*THE TASK:*
Write each record again exactly as it stands.

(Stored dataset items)
PR #110, opened 2017-07-20
Check Pid of process written to LOCK file

pawanrawal:
This would ensure that if `dgraph` crashes or if we interrupt the `dgraphloader` then we can restart without having to delete the LOCK file.

---
This change is [Reviewable](https://reviewable.io/reviews/dgraph-io/badger/110)

### DIFF
--- a/kv.go
+++ b/kv.go
@@ -17,12 +17,17 @@
 package badger
 
 import (
+	"bytes"
 	"fmt"
+	"io"
 	"log"
 	"math"
 	"os"
 	"path/filepath"
+	"strconv"
+	"strings"
 	"sync"
+	"syscall"
 	"time"
 
 	"golang.org/x/net/trace"
@@ -146,7 +151,7 @@ func NewKV(opt *Options) (out *KV, err error) {
 			return nil, ErrInvalidDir
 		}
 	}
-	if err := createLockFile(filepath.Join(opt.Dir, lockFile)); err != nil {
+	if err := updateLockFile(filepath.Join(opt.Dir, lockFile)); err != nil {
 		return nil, err
 	}
 	if !(opt.ValueLogFileSize <= 2<<30 && opt.ValueLogFileSize >= 1<<20) {
@@ -333,13 +338,24 @@ const (
 	lockFile = "LOCK"
 )
 
-// Opens a file, errors if it exists, and writes the process id to the file
-func createLockFile(path string) error {
-	f, err := os.OpenFile(path, os.O_RDWR|os.O_CREATE|os.O_EXCL, 0666)
+func processExists(p string) bool {
+	pid, err := strconv.Atoi(p)
 	if err != nil {
-		return errors.Wrap(err, "cannot create pid lock file")
+		log.Fatal(err)
 	}
-	_, err = fmt.Fprintf(f, "%d\n", os.Getpid())
+	process, err := os.FindProcess(pid)
+	if err != nil {
+		return true
+	}
+	// On Unix systems FindProcess always succeeds even if the process doesn't exist.
+	// Sending 0 signal doesn't send a signal but can be used to check for the existence
+	// of a process.
+	err = process.Signal(syscall.Signal(0))
+	return err == nil
+}
+
+func writeAndClose(f *os.File) error {
+	_, err := fmt.Fprintf(f, "%d\n", os.Getpid())
 	closeErr := f.Close()
 	if err != nil {
 		return errors.Wrap(err, "cannot write to pid lock file")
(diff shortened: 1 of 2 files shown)


manishrjain:
I have some comments. I'll leave it to @srh for final approval. Also, understand, why are we doing this? Is this important? What if rocksDB crashes, does it remove the lock file?

---

Reviewed 2 of 2 files at r1.

---

*[kv.go, line 341 at r1](https://reviewable.io:443/reviews/dgraph-io/badger/110#-KpTnxLIMwHSB73mPYyl:-KpTnxLJMeWYbhvVOLe2:bj34vpb) ([raw file](https://github.com/dgraph-io/badger/blob/ea432eadef0b719613279658e21dd72c8dbe77a6/kv.go#L341)):*
> ```Go
> )
> 
> func processExists(p string) (bool, error) {
> ```

Why error? Just return a bool. Pass or fail.

---

*[kv.go, line 377 at r1](https://reviewable.io:443/reviews/dgraph-io/badger/110#-KpToFfBGbnqmU8zDVG0:-KpToFfBGbnqmU8zDVG1:bpnhyp8) ([raw file](https://github.com/dgraph-io/badger/blob/ea432eadef0b719613279658e21dd72c8dbe77a6/kv.go#L377)):*
> ```Go
> 	// It already exists, lets check if the process for the PID exists. If it does then error out,
> 	// else overwrite the PID.
> 	f, err := os.OpenFile(path, os.O_RDWR, 0666)
> ```

ioutil.ReadFile?

---

*[kv.go, line 403 at r1](https://reviewable.io:443/reviews/dgraph-io/badger/110#-KpToU_OoNshDtD_8KVi:-KpToU_OoNshDtD_8KVj:bnnmxwi) ([raw file](https://github.com/dgraph-io/badger/blob/ea432eadef0b719613279658e21dd72c8dbe77a6/kv.go#L403)):*
> ```Go
> // Opens a file, errors if it exists, and writes the process id to the file
> func createLockFile(path string) error {
> 	f, err := os.OpenFile(path, os.O_RDWR|os.O_CREATE, 0666)
> ```

These permissions aren't the same as the one initially implemented.

---


*Comments from [Reviewable](https://reviewable.io:443/reviews/dgraph-io/badger/110#-:-KpTolAGczRKNKuNfCol:b-skoinh)*

pawanrawal:
RocksDB holds a lock on the file. It doesn't write anything to the file. We can do that too, it would simplify the code. Though I am not sure if Go standard library supports that directly.

This is important so that users don't have to manually remove the file in case of a crash or say when you interrupt the `dgraphloader`.  

---

---



*Comments from [Reviewable](https://reviewable.io:443/reviews/dgraph-io/badger/110#-:-KpTqToF5AKb--Gf8B_d:beyz4zw)*

manishrjain:
And what happens in case of a crash? Does the file stay or go?

---

---



*Comments from [Reviewable](https://reviewable.io:443/reviews/dgraph-io/badger/110#-:-KpTt_XiCc9YEdS1wghG:b-cceoqn)*

pawanrawal:
It stays (I tried with a `kill -9`), just that no process is holding lock on it so it can be locked again by some other process.

---

---



*Comments from [Reviewable](https://reviewable.io:443/reviews/dgraph-io/badger/110#-:-KpTuO-Pm2AmcfLHFp3B:b-of3u60)*

manishrjain:
Try to simulate what they're doing, and keep the code changes small.

---

---



*Comments from [Reviewable](https://reviewable.io:443/reviews/dgraph-io/badger/110#-:-KpTwFcnC0a9IORN9PlT:b-onlmy0)*

srh:
I think we should just flock the directory.  Which does work.  You'd have to dip into unix.Flock.

---

---

*[kv.go, line 371 at r1](https://reviewable.io:443/reviews/dgraph-io/badger/110#-KpTw_nnKDRzK5Muves5:-KpTw_nnKDRzK5Muves6:bh086ku) ([raw file](https://github.com/dgraph-io/badger/blob/ea432eadef0b719613279658e21dd72c8dbe77a6/kv.go#L371)):*
> ```Go
> func updateLockFile(path string) error {
> 	// If LOCK file doesn't exist, then we create it and write PID to it.
> 	if _, err := os.Stat(path); os.IsNotExist(err) {
> ```

If two processes start at the same time, both of them might hit this case where the file does not exist, and then try to create the lock file without O_EXCL, and then write to the file.

Also, if the file exists, we also have that problem -- two processes can read the file, determine no process with that pid exists, and then write their pid to the file.  I think the right solution would be to use flock, but see my comment about flocking the directory.

---


*Comments from [Reviewable](https://reviewable.io:443/reviews/dgraph-io/badger/110#-:-KpTwUOx0rt6o8sl9dvU:brejao)*

pawanrawal:
#111 will take care of this.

*WRITTEN SOLUTION:*
PR #110, opened 2017-07-20
Check Pid of process written to LOCK file

pawanrawal:
This would ensure that if `dgraph` crashes or if we interrupt the `dgraphloader` then we can restart without having to delete the LOCK file.

---
This change is [Reviewable](https://reviewable.io/reviews/dgraph-io/badger/110)

### DIFF
--- a/kv.go
+++ b/kv.go
@@ -17,12 +17,17 @@
 package badger
 
 import (
+	"bytes"
 	"fmt"
+	"io"
 	"log"
 	"math"
 	"os"
 	"path/filepath"
+	"strconv"
+	"strings"
 	"sync"
+	"syscall"
 	"time"
 
 	"golang.org/x/net/trace"
@@ -146,7 +151,7 @@ func NewKV(opt *Options) (out *KV, err error) {
 			return nil, ErrInvalidDir
 		}
 	}
-	if err := createLockFile(filepath.Join(opt.Dir, lockFile)); err != nil {
+	if err := updateLockFile(filepath.Join(opt.Dir, lockFile)); err != nil {
 		return nil, err
 	}
 	if !(opt.ValueLogFileSize <= 2<<30 && opt.ValueLogFileSize >= 1<<20) {
@@ -333,13 +338,24 @@ const (
 	lockFile = "LOCK"
 )
 
-// Opens a file, errors if it exists, and writes the process id to the file
-func createLockFile(path string) error {
-	f, err := os.OpenFile(path, os.O_RDWR|os.O_CREATE|os.O_EXCL, 0666)
+func processExists(p string) bool {
+	pid, err := strconv.Atoi(p)
 	if err != nil {
-		return errors.Wrap(err, "cannot create pid lock file")
+		log.Fatal(err)
 	}
-	_, err = fmt.Fprintf(f, "%d\n", os.Getpid())
+	process, err := os.FindProcess(pid)
+	if err != nil {
+		return true
+	}
+	// On Unix systems FindProcess always succeeds even if the process doesn't exist.
+	// Sending 0 signal doesn't send a signal but can be used to check for the existence
+	// of a process.
+	err = process.Signal(syscall.Signal(0))
+	return err == nil
+}
+
+func writeAndClose(f *os.File) error {
+	_, err := fmt.Fprintf(f, "%d\n", os.Getpid())
 	closeErr := f.Close()
 	if err != nil {
 		return errors.Wrap(err, "cannot write to pid lock file")
(diff shortened: 1 of 2 files shown)


manishrjain:
I have some comments. I'll leave it to @srh for final approval. Also, understand, why are we doing this? Is this important? What if rocksDB crashes, does it remove the lock file?

---

Reviewed 2 of 2 files at r1.

---

*[kv.go, line 341 at r1](https://reviewable.io:443/reviews/dgraph-io/badger/110#-KpTnxLIMwHSB73mPYyl:-KpTnxLJMeWYbhvVOLe2:bj34vpb) ([raw file](https://github.com/dgraph-io/badger/blob/ea432eadef0b719613279658e21dd72c8dbe77a6/kv.go#L341)):*
> ```Go
> )
> 
> func processExists(p string) (bool, error) {
> ```

Why error? Just return a bool. Pass or fail.

---

*[kv.go, line 377 at r1](https://reviewable.io:443/reviews/dgraph-io/badger/110#-KpToFfBGbnqmU8zDVG0:-KpToFfBGbnqmU8zDVG1:bpnhyp8) ([raw file](https://github.com/dgraph-io/badger/blob/ea432eadef0b719613279658e21dd72c8dbe77a6/kv.go#L377)):*
> ```Go
> 	// It already exists, lets check if the process for the PID exists. If it does then error out,
> 	// else overwrite the PID.
> 	f, err := os.OpenFile(path, os.O_RDWR, 0666)
> ```

ioutil.ReadFile?

---

*[kv.go, line 403 at r1](https://reviewable.io:443/reviews/dgraph-io/badger/110#-KpToU_OoNshDtD_8KVi:-KpToU_OoNshDtD_8KVj:bnnmxwi) ([raw file](https://github.com/dgraph-io/badger/blob/ea432eadef0b719613279658e21dd72c8dbe77a6/kv.go#L403)):*
> ```Go
> // Opens a file, errors if it exists, and writes the process id to the file
> func createLockFile(path string) error {
> 	f, err := os.OpenFile(path, os.O_RDWR|os.O_CREATE, 0666)
> ```

These permissions aren't the same as the one initially implemented.

---


*Comments from [Reviewable](https://reviewable.io:443/reviews/dgraph-io/badger/110#-:-KpTolAGczRKNKuNfCol:b-skoinh)*

pawanrawal:
RocksDB holds a lock on the file. It doesn't write anything to the file. We can do that too, it would simplify the code. Though I am not sure if Go standard library supports that directly.

This is important so that users don't have to manually remove the file in case of a crash or say when you interrupt the `dgraphloader`.  

---

---



*Comments from [Reviewable](https://reviewable.io:443/reviews/dgraph-io/badger/110#-:-KpTqToF5AKb--Gf8B_d:beyz4zw)*

manishrjain:
And what happens in case of a crash? Does the file stay or go?

---

---



*Comments from [Reviewable](https://reviewable.io:443/reviews/dgraph-io/badger/110#-:-KpTt_XiCc9YEdS1wghG:b-cceoqn)*

pawanrawal:
It stays (I tried with a `kill -9`), just that no process is holding lock on it so it can be locked again by some other process.

---

---



*Comments from [Reviewable](https://reviewable.io:443/reviews/dgraph-io/badger/110#-:-KpTuO-Pm2AmcfLHFp3B:b-of3u60)*

manishrjain:
Try to simulate what they're doing, and keep the code changes small.

---

---



*Comments from [Reviewable](https://reviewable.io:443/reviews/dgraph-io/badger/110#-:-KpTwFcnC0a9IORN9PlT:b-onlmy0)*

srh:
I think we should just flock the directory.  Which does work.  You'd have to dip into unix.Flock.

---

---

*[kv.go, line 371 at r1](https://reviewable.io:443/reviews/dgraph-io/badger/110#-KpTw_nnKDRzK5Muves5:-KpTw_nnKDRzK5Muves6:bh086ku) ([raw file](https://github.com/dgraph-io/badger/blob/ea432eadef0b719613279658e21dd72c8dbe77a6/kv.go#L371)):*
> ```Go
> func updateLockFile(path string) error {
> 	// If LOCK file doesn't exist, then we create it and write PID to it.
> 	if _, err := os.Stat(path); os.IsNotExist(err) {
> ```

If two processes start at the same time, both of them might hit this case where the file does not exist, and then try to create the lock file without O_EXCL, and then write to the file.

Also, if the file exists, we also have that problem -- two processes can read the file, determine no process with that pid exists, and then write their pid to the file.  I think the right solution would be to use flock, but see my comment about flocking the directory.

---


*Comments from [Reviewable](https://reviewable.io:443/reviews/dgraph-io/badger/110#-:-KpTwUOx0rt6o8sl9dvU:brejao)*

pawanrawal:
#111 will take care of this.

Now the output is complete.